══ RECORDS TO USE
Issue #248, opened 2018-12-27
Memory leak. Inability to reset and/or gracefully destroy breakers.


mastermatt:
**Node.js Version:** v10.13.0
**Operating System:** Darwin Kernel Version 17.7.0 and 4.9.125-linuxkit
**Steps to Produce Error:** Call `new circuitBreaker(...)` more than 100 times in a single proc will produce the following log:
```
(node:25619) MaxListenersExceededWarning: Possible EventEmitter memory leak detected. 101 unpipe listeners added. Use emitter.setMaxListeners() to increase limit
(node:25619) MaxListenersExceededWarning: Possible EventEmitter memory leak detected. 101 drain listeners added. Use emitter.setMaxListeners() to increase limit
(node:25619) MaxListenersExceededWarning: Possible EventEmitter memory leak detected. 101 error listeners added. Use emitter.setMaxListeners() to increase limit
(node:25619) MaxListenersExceededWarning: Possible EventEmitter memory leak detected. 101 close listeners added. Use emitter.setMaxListeners() to increase limit
(node:25619) MaxListenersExceededWarning: Possible EventEmitter memory leak detected. 101 finish listeners added. Use emitter.setMaxListeners() to increase limit
```

This issue was alluded to in #181 and #245, and I understand that the expected usage of this lib is to implement a singleton pattern for one (or small number) of circuit breakers.

My issue is with testing apps or libs that use this lib. There currently doesn't seem to be a way to ensure that circuit breakers have a clean slate between each test. My current workaround is to remove the reference of the singleton breaker in my code, which has the effect of creating new breakers even though the old ones are still in memory and registered with the `hystrixStream Transform`.

I can think of a few different approaches to solve this and I don't think they are mutually exclusive. 
- Graceful shutdown of circuit breakers.
  Give the `CircuitBreaker` class a method that shuts itself off. The idea would be that any future calls to `fire` would fail and once any local refs to the instance were gone the GC could clear it. This would involve calling out to its `hystrixStats` and adding a method to the `HystrixStats` class that basically calls `_readableStream.unpipe(hystrixStream)`.
- Reset individual circuit breakers.
  Give the `CircuitBreaker` class a method that resets it back to a state that mimics a new instance. At a minimum, this would need to set the circuit to closed and update its `Status` instance with all new buckets for its window. Decisions would need to be made on whether this method would also empty the semaphore, enable a disabled circuit, and/or restart the warm up logic.

lance:
[...]

Issue #245, opened 2018-12-04
GC problem


HOTTIN:
**Node.js Version: V8.5.0**

**Operating System: centos 7**

**Steps to Produce Error:**
when i user opossum like this, i got a GC problem:
```js
class rqService extends app.Service {
    async request(url, opts) {
      opts = Object.assign(
        {
          timeout: [ '30s', '30s' ],
          dataType: 'json',
        },
        opts
      );
      const { ctx } = this;
      const breaker = new circuitBreaker(async function() {
        // create http request here
        return await ctx.curl(url, opts);
      }, breakerConfig);
      breaker.fallback(err => {
        ctx.logger.error(`[circuitBreaker]-fallback: ${url} got error`, err);
        return {
          code: '502',
          message: 'service not available',
          data: '',
        };
      });

      this.logger.info(
        'request external service: %s with params',
        url,
        opts && opts.data
      );
      const t1 = Date.now();
      const result = await breaker.fire().then(r => {
        const cost = Date.now() - t1;
        this.logger.debug('[%sms]response from [%s]: %j', cost, url, r);
        return r && r.data;
      });
      return result;
    }
  }
```
then i use jmeter to test my application,i got CPU profile like this:
![image](https://user-images.githubusercontent.com/12428754/49413911-66724300-f7ac-11e8-989e-baa762f476e3.png)
![image](https://user-images.githubusercontent.com/12428754/49416325-8f96d180-f7b4-11e8-98ba-6d5ee00248a9.png)

Issue #181, opened 2018-04-11
Performance issues


thonythony:
**Node.js Version:**
node v8.9.4
**Operating System:**
Linux 4.14.0-deepin2-amd64 #1 SMP PREEMPT Deepin 4.14.12-2 (2018-01-06) x86_64 GNU/Linux

**Steps to Produce Error:**
I have a component A that calls a component B using an http request.
When I benchmark this action using ab, without opossum, the average time per request is 50ms.
When I **wrap the http request into opossum** and I benchmark this action with ab, the average time per request **increases exponentially after each request** and errors are printed to console : 
```
(node:25619) MaxListenersExceededWarning: Possible EventEmitter memory leak detected. 101 unpipe listeners added. Use emitter.setMaxListeners() to increase limit
(node:25619) MaxListenersExceededWarning: Possible EventEmitter memory leak detected. 101 drain listeners added. Use emitter.setMaxListeners() to increase limit
(node:25619) MaxListenersExceededWarning: Possible EventEmitter memory leak detected. 101 error listeners added. Use emitter.setMaxListeners() to increase limit
(node:25619) MaxListenersExceededWarning: Possible EventEmitter memory leak detected. 101 close listeners added. Use emitter.setMaxListeners() to increase limit
(node:25619) MaxListenersExceededWarning: Possible EventEmitter memory leak detected. 101 finish listeners added. Use emitter.setMaxListeners() to increase limit
```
════
• DESCRIPTION OF THE TASK:
Please output the complete listing without any alteration.

• OUTPUT FOR THIS TASK:
Issue #248, opened 2018-12-27
Memory leak. Inability to reset and/or gracefully destroy breakers.


mastermatt:
**Node.js Version:** v10.13.0
**Operating System:** Darwin Kernel Version 17.7.0 and 4.9.125-linuxkit
**Steps to Produce Error:** Call `new circuitBreaker(...)` more than 100 times in a single proc will produce the following log:
```
(node:25619) MaxListenersExceededWarning: Possible EventEmitter memory leak detected. 101 unpipe listeners added. Use emitter.setMaxListeners() to increase limit
(node:25619) MaxListenersExceededWarning: Possible EventEmitter memory leak detected. 101 drain listeners added. Use emitter.setMaxListeners() to increase limit
(node:25619) MaxListenersExceededWarning: Possible EventEmitter memory leak detected. 101 error listeners added. Use emitter.setMaxListeners() to increase limit
(node:25619) MaxListenersExceededWarning: Possible EventEmitter memory leak detected. 101 close listeners added. Use emitter.setMaxListeners() to increase limit
(node:25619) MaxListenersExceededWarning: Possible EventEmitter memory leak detected. 101 finish listeners added. Use emitter.setMaxListeners() to increase limit
```

This issue was alluded to in #181 and #245, and I understand that the expected usage of this lib is to implement a singleton pattern for one (or small number) of circuit breakers.

My issue is with testing apps or libs that use this lib. There currently doesn't seem to be a way to ensure that circuit breakers have a clean slate between each test. My current workaround is to remove the reference of the singleton breaker in my code, which has the effect of creating new breakers even though the old ones are still in memory and registered with the `hystrixStream Transform`.

I can think of a few different approaches to solve this and I don't think they are mutually exclusive. 
- Graceful shutdown of circuit breakers.
  Give the `CircuitBreaker` class a method that shuts itself off. The idea would be that any future calls to `fire` would fail and once any local refs to the instance were gone the GC could clear it. This would involve calling out to its `hystrixStats` and adding a method to the `HystrixStats` class that basically calls `_readableStream.unpipe(hystrixStream)`.
- Reset individual circuit breakers.
  Give the `CircuitBreaker` class a method that resets it back to a state that mimics a new instance. At a minimum, this would need to set the circuit to closed and update its `Status` instance with all new buckets for its window. Decisions would need to be made on whether this method would also empty the semaphore, enable a disabled circuit, and/or restart the warm up logic.

lance:
[...]

Issue #245, opened 2018-12-04
GC problem


HOTTIN:
**Node.js Version: V8.5.0**

**Operating System: centos 7**

**Steps to Produce Error:**
when i user opossum like this, i got a GC problem:
```js
class rqService extends app.Service {
    async request(url, opts) {
      opts = Object.assign(
        {
          timeout: [ '30s', '30s' ],
          dataType: 'json',
        },
        opts
      );
      const { ctx } = this;
      const breaker = new circuitBreaker(async function() {
        // create http request here
        return await ctx.curl(url, opts);
      }, breakerConfig);
      breaker.fallback(err => {
        ctx.logger.error(`[circuitBreaker]-fallback: ${url} got error`, err);
        return {
          code: '502',
          message: 'service not available',
          data: '',
        };
      });

      this.logger.info(
        'request external service: %s with params',
        url,
        opts && opts.data
      );
      const t1 = Date.now();
      const result = await breaker.fire().then(r => {
        const cost = Date.now() - t1;
        this.logger.debug('[%sms]response from [%s]: %j', cost, url, r);
        return r && r.data;
      });
      return result;
    }
  }
```
then i use jmeter to test my application,i got CPU profile like this:
![image](https://user-images.githubusercontent.com/12428754/49413911-66724300-f7ac-11e8-989e-baa762f476e3.png)
![image](https://user-images.githubusercontent.com/12428754/49416325-8f96d180-f7b4-11e8-98ba-6d5ee00248a9.png)

Issue #181, opened 2018-04-11
Performance issues


thonythony:
**Node.js Version:**
node v8.9.4
**Operating System:**
Linux 4.14.0-deepin2-amd64 #1 SMP PREEMPT Deepin 4.14.12-2 (2018-01-06) x86_64 GNU/Linux

**Steps to Produce Error:**
I have a component A that calls a component B using an http request.
When I benchmark this action using ab, without opossum, the average time per request is 50ms.
When I **wrap the http request into opossum** and I benchmark this action with ab, the average time per request **increases exponentially after each request** and errors are printed to console : 
```
(node:25619) MaxListenersExceededWarning: Possible EventEmitter memory leak detected. 101 unpipe listeners added. Use emitter.setMaxListeners() to increase limit
(node:25619) MaxListenersExceededWarning: Possible EventEmitter memory leak detected. 101 drain listeners added. Use emitter.setMaxListeners() to increase limit
(node:25619) MaxListenersExceededWarning: Possible EventEmitter memory leak detected. 101 error listeners added. Use emitter.setMaxListeners() to increase limit
(node:25619) MaxListenersExceededWarning: Possible EventEmitter memory leak detected. 101 close listeners added. Use emitter.setMaxListeners() to increase limit
(node:25619) MaxListenersExceededWarning: Possible EventEmitter memory leak detected. 101 finish listeners added. Use emitter.setMaxListeners() to increase limit
```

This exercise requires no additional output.